#### TASK OBJECTIVE:
Transcribe the listing from its top line through the line with "- [x] Compile kernel". Keep it exact, both ends included, and add nothing.

#### DATASET RECORDS:
PR #141, opened 2019-04-30
Add alternate generic serial API and fix generic serial filesystem driver

TixoRebel:
#### Summary:
- Add alternate generic serial API
- Fix filesystem generic serial driver

#### Motivation:
The alternate generic serial API was added for users who want a lower level serial API. The generic serial filesystem driver was broken so it was fixed and implemented using the new API so the VEXos functions are only called in one place.

#### Test Plan:
- [x] Compile kernel
- [x] Ensure `src/tests/generic_serial.cpp` passes
- [x] Ensure `src/tests/generic_serial_file.cpp` passes

### DIFF
--- a/include/pros/apix.h
+++ b/include/pros/apix.h
@@ -28,8 +28,10 @@
 #pragma GCC diagnostic ignored "-Wall"
 #include "display/lvgl.h"
 #pragma GCC diagnostic pop
+#include "pros/serial.h"
 
 #ifdef __cplusplus
+#include "pros/serial.hpp"
 namespace pros::c {
 extern "C" {
 #endif
--- a/include/pros/apix.h
+++ b/include/pros/apix.h
@@ -538,14 +538,14 @@ int32_t fdctl(int file, const uint32_t action, void* const extra_arg);
  * The extra argument is not used with this action, provide any value (e.g.
  * NULL) instead
  */
-#define DEVCTL_FIONWRITE 17
+#define DEVCTL_FIONWRITE 18
 
 /**
  * Action macro to set the Generic Serial Device's baudrate.
  *
  * The extra argument is the baudrate.
  */
-#define DEVCTL_SET_BAUDRATE 18
+#define DEVCTL_SET_BAUDRATE 17
 
 #ifdef __cplusplus
 }
--- a/include/pros/apix.h
+++ b/include/pros/apix.h
@@ -532,11 +532,20 @@ int32_t fdctl(int file, const uint32_t action, void* const extra_arg);
 #define DEVCTL_FIONREAD 16
 
 /**
+ * Action macro to check if there is space available in the Generic Serial
+ * Device's output buffer
+ *
+ * The extra argument is not used with this action, provide any value (e.g.
+ * NULL) instead
+ */
+#define DEVCTL_FIONWRITE 17
+
+/**
  * Action macro to set the Generic Serial Device's baudrate.
  *
  * The extra argument is the baudrate.
  */
-#define DEVCTL_SET_BAUDRATE 17
+#define DEVCTL_SET_BAUDRATE 18
 
 #ifdef __cplusplus
 }
--- a/include/pros/serial.h
+++ b/include/pros/serial.h
@@ -1,0 +1,247 @@
+/**
+ * \file pros/serial.h
+ *
+ * Contains prototypes for the V5 Generic Serial related functions.
+ *
+ * Visit https://pros.cs.purdue.edu/v5/tutorials/topical/serial.html to learn
+ * more.
+ *
+ * This file should not be modified by users, since it gets replaced whenever
+ * a kernel upgrade occurs.
+ *
+ * Copyright (c) 2017-2019, Purdue University ACM SIGBots.
+ *
+ * This Source Code Form is subject to the terms of the Mozilla Public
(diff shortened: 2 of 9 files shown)


src/system/dev/dev_driver.c
```diff
@@ -41,19 +42,29 @@ typedef struct dev_file_arg {
...
 	dev_file_arg_t* file_arg = (dev_file_arg_t*)arg;
 	uint32_t port = file_arg->port;
-	claim_port(port - 1, E_DEVICE_GENERIC);
-	// check flags
-	int32_t result = vexDeviceGenericSerialReceive(device->device_info, buffer, len);
-	return_port(port - 1, result);
+	int32_t recv = 0;
+	do {
+		recv = serial_read(port, (uint8_t*)(buffer + recv), len - recv);
+	} while (!(file_arg->flags & O_NONBLOCK) && recv < 1);
```
HotelCalifornia: is it really expected behavior that opening a device like this in blocking mode (which is the default) can starve the calling task when reading or writing? sure, the workaround is to have users open in nonblocking mode and then poll it manually, but is that really what we want? I'd probably implement like

```c
while (
    (recv = serial_read(port, (uint8_t*)(buffer + recv), len - recv) < 1
    && !(file_arg->flags & O_NONBLOCK)
) task_delay(MINIMUM_DELAY_INTERVAL);
```
or something like that

HotelCalifornia: (same goes for writing)

include/pros/apix.h
```diff
@@ -531,12 +531,21 @@ int32_t fdctl(int file, const uint32_t action, void* const extra_arg);
...
+ */
+#define DEVCTL_FIONWRITE 17
+
 /**
  * Action macro to set the Generic Serial Device's baudrate.
  *
  * The extra argument is the baudrate.
  */
-#define DEVCTL_SET_BAUDRATE 17
+#define DEVCTL_SET_BAUDRATE 18
```
edjubuh: As annoying as it sounds, I'd prefer to leave `DEVCTL_SET_BAUDRATE` as 17 and have `FIONWRITE` be 18.

TixoRebel: Ok, that makes sense. I've changed `DEVCTL_SET_BAUDRATE` back to 17, though, I left it after `DEVCTL_FIONWRITE`. I figure that ordering makes more sense even though numerically it's out of order.

src/system/dev/dev_driver.c
TixoRebel: I couldn't find any constant to serve the purpose of `MINIMUM_DELAY_INTERVAL`, so it now sleep's for one millisecond (it won't sleep at all if it reads data the first time `serial_read` is called) . It is implemented it longform just to check `recv` for `PROS_ERR`. All the same goes for writing.

HotelCalifornia: Yeah that was just a placeholder. I think the smallest delay time we use anywhere is 2ms, so maybe make it that

TixoRebel: Ok, changed to 2ms

HotelCalifornia:
might also be good to merge `purduesigbots:develop` back into your branch to deduplicate the motors port type fix

HotelCalifornia:
I've queued a build on Azure (not sure why it didn't do it automatically), so there should be artifacts shortly

TixoRebel:
> Currently it looks like the serial API is being included in the default api header, I'm thinking that it would be best to include this in apix.h since this API would only be used by VEX U students and side projects. Would probably be an unecessary addition for most users.

That makes sense, I've moved the include over to `apix.h`. As far as my testing can tell, everything seems functional at this point. There are two tests in `src/tests`, `generic_serial.cpp` and `generic_serial_file.cpp`, which test the general functionality of the API using a loopback cable plugged into ports 1 and 2 (just a normal V5 cable connecting the ports).

include/pros/serial.h
```diff
@@ -0,0 +1,247 @@
...
+ * EINVAL - The given value is not within the range of V5 ports (1-21).
+ * EACCES - Another resource is currently trying to access the port.
+ *
+ * \param port
+ *        The V5 port number from 1-21
+ *
+ * \return The number of bytes free or PROS_ERR if the operation failed,
+ * setting errno.
+ */
+int32_t serial_write_free(uint8_t port);
```
baylessj: This function seems a bit confusing to me at first, perhaps the call should be renamed to `serial_get_num_free` or similar? I'm not a fan of having write as the action in this function since no writing occurs.

baylessj:
I didn't pay close enough attention to this PR the first time I read through it, didn't realize that I can test this without getting a separate device set up. Regardless, I have an RS485 converter on its way to me so I can hopefully test this with a raspberry pi as well, but in the meantime I'll try to get testing done with the loopback cable method.

baylessj:
Ran the test cases and everything worked as expected, I'll give an approving review once the write_free function is renamed.

include/pros/serial.h
TixoRebel: Would `serial_get_write_free` work? I'd like to keep write (or similar) in there just to specify it's returning data about the write buffer. If we're renaming `serial_write_free`, `serial_read_avail` should probably be changed to match.

baylessj: `serial_get_write_free` and `serial_get_ready_avail` sound like good names to me 👍🏻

#### RESPONSE TO THE TASK:
PR #141, opened 2019-04-30
Add alternate generic serial API and fix generic serial filesystem driver

TixoRebel:
#### Summary:
- Add alternate generic serial API
- Fix filesystem generic serial driver

#### Motivation:
The alternate generic serial API was added for users who want a lower level serial API. The generic serial filesystem driver was broken so it was fixed and implemented using the new API so the VEXos functions are only called in one place.

#### Test Plan:
- [x] Compile kernel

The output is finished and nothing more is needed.